Una noche traicionada (2)

Autor: Lily_cullen
Género: + 18
Fecha Creación: 23/04/2018
Fecha Actualización: 17/06/2018
Finalizado: SI
Votos: 2
Comentarios: 6
Visitas: 49275
Capítulos: 28

La apasionante historia entre Bella y el misterioso E continúa.

E sólo quiere una noche para adorarla y traspasar los límites del placer con ella, pero desde el instante en que sus miradas se cruzaron nació un intenso romance entre estos dos polos opuestos que se necesitan y se rehúyen al mismo tiempo. Cargado de misterios y secretos, E deberá dar un paso adelante para mantener a Bella a su lado. El enigmático E tiene muchas cosas que contar…

«Tengo una petición»

«Lo que quieras»

«Nunca dejes de quererme»

 

 

Los personajes le pertenecen a Stephenie Meyer la historia le pertenece a Jodi Ellen Malpas del libro Una noche deseada.  

 

 


Actualizaciones: Lunes, miércoles y viernes

 

+ Añadir a Favoritos
Leer Comentarios
 


Capítulo 19: Capítulo 18

La abuela está esperando en el umbral de la puerta cuando detenemos el coche delante de la casa, con los brazos cruzados sobre el pecho y sus cautelosos ojos de color zafiro fijos en Edward. Observo si lleva una zapatilla en la mano, lo que sea con tal de evitar el riesgo de que nuestras miradas se encuentren. Puede que se mostrara comprensiva e indulgente anoche por teléfono, pero no soy tan ingenua como para pensar que va a dejar correr el asunto. Ahora estamos cara a cara. No hay escapatoria. Va a echarse encima de Edward y, a juzgar por su silencioso y pensativo estado desde que salimos de su apartamento, él ya se lo espera.
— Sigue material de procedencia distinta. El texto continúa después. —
Issue #3186, opened 2019-09-04
Focused Search UX


micahalcorn:
When the search field is focused, there needs to be a way to cancel and return to the listings.

For example, when I first focus on the field, I can't find a way to exit without hitting `return` or choosing a filter.

**Bad** ↘
![D51C1182-DEDA-4F26-ADC4-E4918C7D10C5](https://user-images.githubusercontent.com/273937/64223911-71b4e500-ce8a-11e9-8ccc-59fc12bf373a.png)

Once there is a value in the field, we want the 🔍 to switch to a clear icon.

**Half Good** ↘
![28AC86A5-3B06-4740-8AC1-718F566A8DD6](https://user-images.githubusercontent.com/273937/64223910-71b4e500-ce8a-11e9-86f7-ae28df52ebba.png)

But all along, we want the user to be able to just close the modal and forget about it. So there should be an unfortunate second Ｘ visible the entire time.

**Mostly Good** ↘ (https://zpl.io/V0wYBQE)

<img width="335" alt="Screen Shot 2019-09-03 at 8 43 03 PM" src="https://user-images.githubusercontent.com/273937/64224187-74fca080-ce8b-11e9-95f8-a400cb5e106d.png">

Of course, there should also be a state where the field is empty with the 🔍 is still in place and the ever-persistent Ｘ is there to close the modal.

-----

At Origin, we use [ZenHub](https://www.zenhub.com/) to manage our engineering tasks and product development. [Download their browser extension](https://www.zenhub.com/extension) and check out our open workspace at [github.com/originprotocol/origin#zenhub](https://github.com/originprotocol/origin#zenhub).

franckc:
Talked with @micahalcorn - We would like to implement the "Mostly Good" UI referenced above. Mocks is here: https://zpl.io/V0wYBQE

micahalcorn:
Note that we've replaced the "clear" ✖️ icon with a link. 😐

angwangri:
I fixed the issue and pushed the code here. 
https://github.com/OriginProtocol/origin/commit/9cb034d30edefb6b14373eded48f9e0d171d9b97

micahalcorn:
Thanks @angwangri 🙂 When you're ready to submit a PR, can you add a test build here for us to check out? https://github.com/OriginProtocol/test-builds#origin-dapp-build-previews

franckc:
[...]

PR #3526, opened 2019-09-27
Fixed issue 3186

angwangri:
Link for test: https://originprotocol.github.io/test-builds/angwangri/#/


dapps/marketplace/src/pages/listings/_Search.js
```diff
@@ -260,16 +262,16 @@ require('react-styl')(`
...
         .featured-categories-wrapper
-          margin: 0 -2rem
-          overflow-x: scroll
+          margin: 0 0rem
 
         .featured-categories
           display: inline-flex
-          padding: 0 2rem
+          margin: 0 -10px
+          flex-wrap: wrap;
```
franckc: nit: the convention in our codebase is to leave the semicolons (e.g. character ";") out. please remove.

micahalcorn:
Much improved 👍 It would also be preferable for those filter icons (Rewards, Housing, etc) to be justified horizontally with equidistant horizontal margin as described [here](https://github.com/OriginProtocol/origin/issues/3186#issuecomment-535721320). I think I would also prefer the "Clear" to be right-aligned in that field on small screens instead of being padded.

micahalcorn:
@franckc let me commit a small change and then I'll merge it. 🙂

micahalcorn:
I've made a small change with 9f218f3. @angwangri will you make one more tweak to the margin/padding so that these icons light up with the nav controls?

Screen Shot 2019-09-29 at 12 52 06 PM

micahalcorn:
@angwangri let us know if you update the test build again, please. 🏗

angwangri:
@micahalcorn I fixed the issue. 
Here is the updated test-build.
https://originprotocol.github.io/test-builds/angwangri/#/

micahalcorn:
I made another change in https://github.com/OriginProtocol/origin/pull/3526/commits/e6e4c71040dc6cb546d1e4130d5e3c42d1adb42f so that we don't end up with this 👇

Screen Shot 2019-10-01 at 10 57 32 AM

Issue #3460, opened 2019-09-22
Enable Meta Transactions?


micahalcorn:
I'm unable to create a listing with a new 0.23 (18) installation and a new wallet. 😕

![IMG_8863](https://user-images.githubusercontent.com/273937/65390361-b954c100-dd12-11e9-9294-385046c3c989.PNG)

-----

At Origin, we use [ZenHub](https://www.zenhub.com/) to manage our engineering tasks and product development. [Download their browser extension](https://www.zenhub.com/extension) and check out our open workspace at [github.com/originprotocol/origin#zenhub](https://github.com/originprotocol/origin#zenhub).

tomlinton:
Relayer error for this:

```[ERROR] relayer: Proxy already exists at 0xA8D6FA177509b27A9608f09E0F4C57b9E08C2726 for user 0x23d61bF86E64fEe96BE0eb61784dEd0e0c554bbA```

This is tracked in #3179 which we thought was resolved, but will reopen.

mikeshultz:
The txHelper refactor and the work on cache resetting should have helped this...  Can you remember anything from this onboarding that might shed light on this?  This doesn't make any sense on a new install with a brand spanking new wallet.

- Did you refresh while a tx was being sent?
- Any double-prompts?
- You completely sure you didn't re-use a private key?
- Any error modals at all, ever?

For this to have happened, you must have sent a transaction(through the relayer or not), that created your proxy before this prompt.  So, any light you can shed on how you went from that to this would be helpful.

Also, what's with the stupid title of this modal?  "Enable Meta Transactions"?

tomlinton:
I didn’t know what to call it, Create Proxy With Sender Nonce seemed a bit abstract 😂

micahalcorn:
@mikeshultz I 100% did not import a key or phrase. I don't remember refreshing at all. I did publish an identity prior to having this experience, so it's possible that something about that transaction did not work? But I don't remember any other errors. 😕

micahalcorn:
@mikeshultz I was able to publish a listing just now using that account and that app installation. ✅ I basically resumed the session from three days ago. The process was probably killed, resulting in a new webview. But I didn't consciously alter anything.

mikeshultz:
If I had to guess, that's probably because you were no longer on a spoiled cache.  The app now knew about your proxy.  I'm not convinced this is fixed, but thanks for the update.

mikeshultz:
[...]

Issue #3179, opened 2019-09-03
Relayer fails to handle meta transaction because proxy already exists for account


tomlinton:
This has been reported by @joshfraser and @milachoi. There are a lot of errors in the relayer logs like:

`[ERROR] relayer: Proxy already exists at 0x... for user 0x...`

Which results in meta transactions being rejected. I'm not sure what the conditions are that would cause that, any ideas? cc @mikeshultz

tomlinton:
Possibly relevant #2893.

mikeshultz:
This is caused when a client sends a transaction to create a proxy but one
already exists. This is an error state that the relayer can not handle. If
it sent the transaction it would just revert.

>
It's likely causes by a client resending these proxy creation transactions.
Either it thinks the proxy doesn't exist, or it's indescriminately
resending transactions.  If you have reason to suspect the proxies don't
actually exist, we should investigate the relayer.

The other issue you linked is likely an error in my script but I never did
get the chance to investigate, so there's a chance it's related. If
predicted proxy address was getting derived wrong a client may be checking
the wrong address for an existing proxy with `eth_getCode`.

mikeshultz:
I looked at #2893 again.  That appears to be a non-issue.  it was due to the predicted addresses being derived on different networks(different proxy factory addresses).

Looking at that does make me wonder though if the use of memozie in these utilities used by the resolver could be making the dapp think that a proxy was not deployed.

Hypothesis:

1)  `hasProxy()` returns false before a proxy is deployed
1) Dapp deploys proxy via relayer
1) Dapp calls `hasProxy()` again, sees the proxy not deployed and tries again

I haven't dug into the dapp code yet so that's entirely unsubstantiated.  Will look a little further this afternoon.

mikeshultz:
Does this only happen on listing creation?  This logic doesn't really make sense to me:

https://github.com/OriginProtocol/origin/blob/a716c6753618759fffbb25e948c492b0279424ab/packages/graphql/src/mutations/_txHelper.js#L103-L106

tomlinton:
They look to be all be `createProxyWithSenderNonce` transactions based on the function signature in the transaction data pulled from the logs, e.g. one example below. So at some point we must be trying to create another proxy when one was already created. We just need to figure out what steps will get an account into that state. It seemed to be happening reasonably regularly at the meetup.

[...]

PR #3532, opened 2019-09-27
Don't cache falsey values for proxy checks

mikeshultz:
### Description:

Negative responses from the proxy utils are generally usually temporary, and caching them doesn't do much for us but create issues (e.g. #3179, #3460).  This changes these proxy utils to use a modified form of lodash's `memoize()` to prevent caching of falsey values.  This should reduce the chances of clients repeatedly thinking they don't have a proxy.

Also, I originally was under the impression that `memoize` would cache error states but I was unable to reproduce that behavior in tests, so that's not considered here.

### Checklist:


mikeshultz:
@nick would appreciate your review on this since you've been critical of custom caching in the past.  I really think this is the only decent way forward for proxy data because the current reset cache functionality has been plagued by race conditions and other failures.

mikeshultz:
Will add tests. :+1:

mikeshultz:
Adding tests revealed a couple of issues.  Looks good now though.  :heavy_check_mark:

packages/graphql/src/utils/memorize.js
```diff
@@ -0,0 +1,56 @@
...
+/**
+ * memorize is essentially memoize but only caches truthy values.
+ *
+ * @param {function} the function to wrap
+ * @param {function} function to use to derive the cache key
+ * @returns {function} the wrapped funtion
+ */
+export default function memorize(func, resolver) {
+  if (
+    typeof func != 'function' ||
```
nick: `!==`

mikeshultz: Blame lodash!  will change though.  :+1:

Desliza su palma caliente sobre mi nuca cuando nos acercamos y empieza a masajeármela con suavidad en un intento de aliviar mis nervios. Pierde el tiempo.
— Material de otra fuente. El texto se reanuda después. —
PR #3549, opened 2019-09-28
[WIP] Bridge: Implement a route for logging events in the DB

franckc:
### Description:

Implemented a new route /utils/log for the bridge that can be called by the DApp to log any kind of event into a new "log" DB table. The plan is to use that to instrument the DApp core transaction flow.

Still WIP since I want to work a bit on the DApp side instrumentation (as a separate PR) to determine if the log table schema is good enough.

### Checklist:

### DIFF
--- a/infra/bridge/migrations/20190927220008-create-log.js
+++ b/infra/bridge/migrations/20190927220008-create-log.js
@@ -1,0 +1,36 @@
+'use strict'
+
+const tableName = 'log'
+
+module.exports = {
+  up: (queryInterface, Sequelize) => {
+    return queryInterface.createTable(tableName, {
+      id: {
+        allowNull: false,
+        autoIncrement: true,
+        primaryKey: true,
+        type: Sequelize.INTEGER
+      },
+      data: {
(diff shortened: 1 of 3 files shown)


tomlinton:
Sentry has support for capturing other non-exception data too. Might not be suitable but might be worth checking out.

franckc:
@tomlinton Yes, thanks for pointing the possibility of capturing Events with tags using Sentry.
For context, I'm thinking using this logging to track the various steps in the purchase transaction flow. So that for example we can get the percentage of success/failure at various stages in the pipeline.
Sentry's capabilities for querying event data are limited. Afaict it only provides a search with filters.  I'm thinking having events in the DB will be more versatile to analyze the data.
But let me work a bit on the purchase flow instrumentation in the DApp to understand better the data we'll track before making a final decision...

tomlinton:
Yep it won't really work well if we are wanting to do structured queries. As you note in the PR we might need to make the schema more transaction specific to be able to get nicer queries.

franckc:
Abandoning this since it is no longer a priority.

PR #3575, opened 2019-09-30
Relayer fallback fix

nick:
Wrap transactions with Proxy.execute if relayer attempt fails


packages/graphql/src/mutations/_txHelper.js
```diff
@@ -737,6 +720,25 @@ export default function txHelper({
       }
     }
 
+    if (shouldUseProxy === 'execute') {
```
mikeshultz: Shouldn't this be mutually exclusive from `create`?

mikeshultz: ah, nevermind, I see it now.

Issue #3574, opened 2019-09-30
Handle null transaction hash returned by web3


mikeshultz:
https://sentry.io/organizations/origin-protocol/issues/1247501267/events/848d565c124c49b7966b976ac9dcf85a/?project=1402589

I didn't think this was supposed to be a thing, but it appears some versions of web3 will return a `null` value for transaction has on the `.once('transactionHash')` event handler.

Ref #3275

mikeshultz:
Added some instrumentation with #3589.  This issue will get a unique error now and also dump the transaction to console for diagnostics.  According to other reports on the interwebs, this can be caused by a gas prices being too low for the node to accept, and possibly other transaction errors.

Issue #3573, opened 2019-09-30
Handle "user denied transaction signature"


mikeshultz:
https://sentry.io/organizations/origin-protocol/issues/1247501267/events/3d74915f2a66437f9d6a48e5ab198556/

Some(?) web3's are returning the following when a user rejects a transaction:

    {"message":"User denied transaction signature"}

This needs to be handled in `txHelper()`

Ref: #3275

tomlinton:
Most likely culprit for this is mobile. It's probably a promise that is being resolved with that message instead of rejected.

mikeshultz:
This error-like object that's bubbling up to WaitForTransaction is weird.  It appears this should happen in the mutation component where the graphql mutation would call `onError` but for some reason it's coming back in receipt polling instead for some clients.

The example event is identified as a webview, and (if it's not broken) `isOrigin` is `false`.

With #3589 this will be handled a little differently by throwing a relevant error, but not solved.

PR #3589, opened 2019-10-01
Transaction hash handling

mikeshultz:
### Description:

Small logic adjustments to how deal with known weird transaction hash values.  Some just for debugging purposes.

I was looking into potentially just closing `WaitForTransaction` when a user declines the tx instead of treating it like an error but I didn't really see a clear way of doing that.  Might require adjustments to the consumers of that component?

Ref: #3573 #3574 #3275

### Checklist:


packages/graphql/src/resolvers/web3/transactions.js
```diff
@@ -6,6 +6,7 @@ import get from 'lodash/get'
 
 export async function getTransactionReceipt(id) {
   if (!id || typeof id !== 'string' || ![66, 64].includes(id.length)) {
+    console.warn(id)
     console.warn('Invalid transaction hash')
```
nick: `console.warn('Invalid transaction hash', id)` rather than two separate warnings?

packages/graphql/src/mutations/_txHelper.js
```diff
@@ -557,7 +557,18 @@ async function sendViaWeb3({
 
   tx.once('transactionHash', async hash => {
     txHash = hash
-    if (typeof txHash !== 'string' || ![66, 64].includes(txHash.length)) {
+    if (
+      typeof txHash === 'object' &&
+      Object.prototype.hasOwnProperty.call(txHash, 'message')
```
nick: could we say `if (get(txHash, 'message'))`? Object.prototype.hasOwnProperty.call seems a bit verbose?

mikeshultz: Curious about performance(bool check vs string comparison).  Probably trivial, will change it for clarity.

mikeshultz:
Integrated your feedback and added a refetch prevention when `hash === 'pending'`.

PR #3591, opened 2019-10-01
Offer rejection fix

mikeshultz:
### Description:

Don't use marketplaceFinalizeAndPay if withdrawOffer is a seller rejection.  

Ref #3283 

### Checklist:

- [ ] Test your work and double-check to confirm that you didn't break anything
- [ ] [Wrap any new text/strings with `fbt`](https://github.com/OriginProtocol/origin/tree/master/dapps/marketplace/translation#wrapping-text) for translation
- [ ] If there are any new/changed strings to translate, [`npm run translate`](https://github.com/OriginProtocol/origin/tree/master/dapps/marketplace/translation#integrating-translations)
- [ ] Update any relevant READMEs and [docs](https://github.com/OriginProtocol/origin/tree/master/docs)

PR #3618, opened 2019-10-02
withdrawOffer by seller should sweep to buyer

mikeshultz:
### Description:

Fix suggested by @nick

closes #3591

### Checklist:


dapps/marketplace/test/multiUnit.js
```diff
@@ -171,6 +173,70 @@ export function multiUnitTests({
...
+    it('should allow a new offer to be withdrawn', async function() {
+      await withdrawOffer({ page, buyer })
+    })
+
+    /**
+     * TODO: Is this a bug?  going home first I guess kind of requires a
+     * refetch?  If we don't, the item will show "Sold Out"
+     */
+    it('should navigate back home', async function() {
+      await page.evaluate(l => {
```
nick: You can prevent a full refresh by using the hash in the url... ie `/#/` instead of just `/`

mikeshultz: Made the change, but it doesn't appear to cause a refetch which is what I was going for here.  Listing will still show as "Sold Out" in this case.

—Señora Taylor —saluda formalmente al tiempo que se detiene.

—Hum —murmura ella sin abandonar su amenazadora mirada—. Son más de las nueve —me dice a mí, aunque no aparta su mirada recelosa de Edward—. Vas a llegar tarde.

—Es que...

—Isabella no irá hoy a trabajar —me interrumpe Edward—. Su jefe ha accedido a darle el día libre.
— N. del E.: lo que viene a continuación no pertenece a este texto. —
Issue #3710, opened 2020-04-09
Customizable string ordering


tjhietala:
**Describe the bug**
Something very strange is going on with string numbering in MyPaint on hosted.weblate.org

**To Reproduce**
Go to https://hosted.weblate.org/projects/mypaint/mypaint/fi/ and click All strings. You'll be directed to https://hosted.weblate.org/translate/mypaint/mypaint/fi/?q= which says it's string 1 out of 1272, yet there appear to be neighbouring strings above it. If you click on the one immediately above, Weblate says it's string 1086 out of 1272.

—¿Ah, sí? —pregunta mi abuela, enarcando sus grises cejas con sorpresa.

Tengo la sensación de que debería ser yo quien diese las explicaciones pero, en lugar de hacerlo, me mantengo al margen mientras Edward continúa hablando.

—Sí, quiero pasar el día con ella; darnos un respiro y pasar un poco de tiempo a solas para disfrutar el uno del otro.

Consigo contener la risa condescendiente que amenaza con hacer aparición de un momento a otro. Edward insistió en que yo necesitaba un descanso, y rara vez tengo la oportunidad de pasar todo el día con él, de modo que debería aprovecharla al máximo. Sin embargo, no soy tan estúpida como para creer que ésa es la única razón.

Edward me lanza una mirada para infundirme seguridad.

—Ve a ducharte.

—Bien —digo a regañadientes, sabiendo que no podré evitar que él se encargue de mi abuela a solas.

Ahora entiendo su insistencia en que no tenía tiempo para ducharme en su apartamento esta mañana. Así tiene la excusa perfecta para hablar con ella sin que yo esté presente.

—Ve —me exhorta con voz suave—. Yo te espero aquí.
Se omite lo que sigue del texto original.